Abstract
Objective: The purpose of this study was to assess the value of preoperative lymphoscintigraphy before intraoperative lymphatic mapping for sentinel lymph node identification during radical hysterectomy. Study design: Fifty patients underwent intraoperative lymphatic mapping on our institutional review board-approved protocol. The location of sentinel lymph nodes that were found on lymphoscintigraphy and intraoperative lymphatic mapping were compared. Results: Fifteen of 21 patients (71%) with solitary sentinel lymph nodes that were found on lymphoscintigraphy had multiple sentinel lymph node basins found during the operation.
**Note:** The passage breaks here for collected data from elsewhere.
PR #3190, opened 2026-08-16
fix(download): honor an escaped quote in Content-Disposition filenames

phil-opp:
## Issue

`parse_content_disposition_filename` extracted the quoted `filename` value as everything up to the first **raw** `"`:

```rust
let name = if let Some(after_quote) = value.strip_prefix('"') {
    after_quote.split('"').next().unwrap_or(after_quote)  // stops at first `"`
} else { value };
```

RFC 6266 / RFC 2616 `quoted-string` values allow an escaped quote (`\"`) inside the value. So a header such as

```
Content-Disposition: attachment; filename="my \"weird\" name.bin"
```

was truncated at the first inner `\"` to `my \`, instead of decoding to `my "weird" name.bin`. This is a wrong-filename bug (not a security issue — the result still passes through the existing `file_name()` traversal sanitizer), triggered only by the uncommon server that emits escaped quotes, hence low severity.

## Fix

Decode the quoted value with a small `unquote_disposition_value` helper that walks the body, collapses a `\"` escape to a literal `"`, and stops at the first *unescaped* `"`.

**Only `\"` is treated as an escape.** A backslash that is not followed by a quote is kept verbatim, because real-world (non-RFC-compliant) servers routinely send unescaped Windows paths such as `filename="C:\Users\file.bin"`. Decoding every backslash as a quoted-pair (as a naive full-RFC unescaper would) would silently corrupt those names — so this deliberately handles only the escaped-quote case and preserves all other backslashes. `split_disposition_params` is left unchanged: the value decoder already terminates at the correct closing quote on its own.

The value is still fed through the existing `file_name()` / length / null-byte sanitizer in `get_filename`, so the traversal and length guards are unchanged.

## Validation

- `cargo fmt -p dora-download -- --check` — clean
- `cargo clippy -p dora-download --all-targets -- -D warnings` — clean
- `cargo test -p dora-download` — 16 passed, 0 failed

New regression tests cover: an escaped quote inside a quoted filename, an escaped quote before a trailing parameter, and unescaped backslashes kept verbatim (Windows path). The existing `semicolon_inside_quotes_is_preserved` and empty/missing cases still pass.

---

### DIFF
--- a/libraries/extensions/download/src/lib.rs
+++ b/libraries/extensions/download/src/lib.rs
@@ -28,24 +28,70 @@ fn parse_content_disposition_filename(header: &str) -> Option<String> {
         }
         let value = value.trim();
         let name = if let Some(after_quote) = value.strip_prefix('"') {
-            // Quoted form: the value runs up to the closing quote.
-            after_quote.split('"').next().unwrap_or(after_quote)
+            // Quoted form: the value runs up to the first quote that is not a
+            // `\"` escape.
+            unquote_disposition_value(after_quote)
         } else {
-            value
+            value.to_string()
         };
-        (!name.is_empty()).then(|| name.to_string())
+        (!name.is_empty()).then_some(name)
     })
+}
+
+/// Decode a `Content-Disposition` quoted-string body (the text after the
+/// opening `"`): return everything up to the first *unescaped* closing quote,
+/// with a `\"` escape collapsed to a literal `"`. Without honoring the escape,
+/// a header like `filename="my \"weird\" name.bin"` is truncated at the first
+/// inner `\"` to `my \` instead of `my "weird" name.bin`.
+///
+/// Only `\"` is treated as an escape. A backslash that is *not* followed by a
+/// quote is kept verbatim, because real-world (non-RFC-compliant) servers
+/// routinely send unescaped Windows paths such as
+/// `filename="C:\dir\file.bin"`, and decoding those backslashes as quoted-pairs
+/// would silently corrupt the name. If no closing quote is present the whole
+/// remainder is returned (best-effort).
+fn unquote_disposition_value(body: &str) -> String {
+    let mut out = String::with_capacity(body.len());
+    let mut chars = body.chars().peekable();
+    while let Some(c) = chars.next() {
+        match c {
+            // `\"` -> literal `"`. Any other backslash stays literal.
+            '\\' if chars.peek() == Some(&'"') => {
+                out.push('"');
+                chars.next();
+            }
+            '"' => break,
+            _ => out.push(c),
+        }
+    }
+    out
 }
 
 /// Split a `Content-Disposition` header value into its `;`-separated
 /// parameters, treating a `;` inside a double-quoted value as literal so that
 /// `filename="a;b.bin"` stays a single parameter.
+///
+/// An escaped quote (`\"`) does not open or close a quoted value, so the split
+/// agrees with [`unquote_disposition_value`] on where a value ends. Without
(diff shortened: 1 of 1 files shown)


phil-opp:

No issues found. I traced the `Content-Disposition` decoding change end-to-end:
- `unquote_disposition_value` (`libraries/extensions/download/src/lib.rs:53-67`) collapses only `\"` to `"`, stops at the first unescaped `"`, and keeps every other backslash verbatim — so unescaped Windows paths (`filename="C:\Users\file.bin"`) survive intact, as the added test asserts.
- `split_disposition_params` now carries an `escaped` flag that only arms on `\` while `in_quotes`, so a `\"` no longer flips the quote state. This keeps the splitter and the value decoder in agreement on where a value ends; the `escaped_quote_in_earlier_param_does_not_swallow_filename` test confirms a `\"` in a preceding parameter no longer merges the real `filename=` into it.
- The four regression tests are genuine (distinct inputs, non-tautological expectations). Output still flows through the existing `file_name()` sanitizer, so traversal/length guards are unchanged.

---

phil-opp:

Thirteen of 25 patients (52%) with unilateral sentinel lymph node basins that were found on lymphoscintigraphy had bilateral sentinel lymph nodes at intraoperative lymphatic mapping. Of 15 patients with 2 sentinel lymph node locations that were identified on lymphoscintigraphy, 12 patients (80%) had ≥3 found during the operation. Of the sentinel lymph nodes that were located on the external iliac basin (n = 47) on lymphoscintigraphy, only 20 lymph nodes (43%) were found at that location during the operation. Concordance between the 2 methods was poor. Seven of the 9 patients with lymph node metastases had disease that was limited to the sentinel lymph nodes. Conclusion: Preoperative lymphoscintigraphy adds little value over intraoperative lymphatic mapping for sentinel lymph node identification during radical hysterectomy.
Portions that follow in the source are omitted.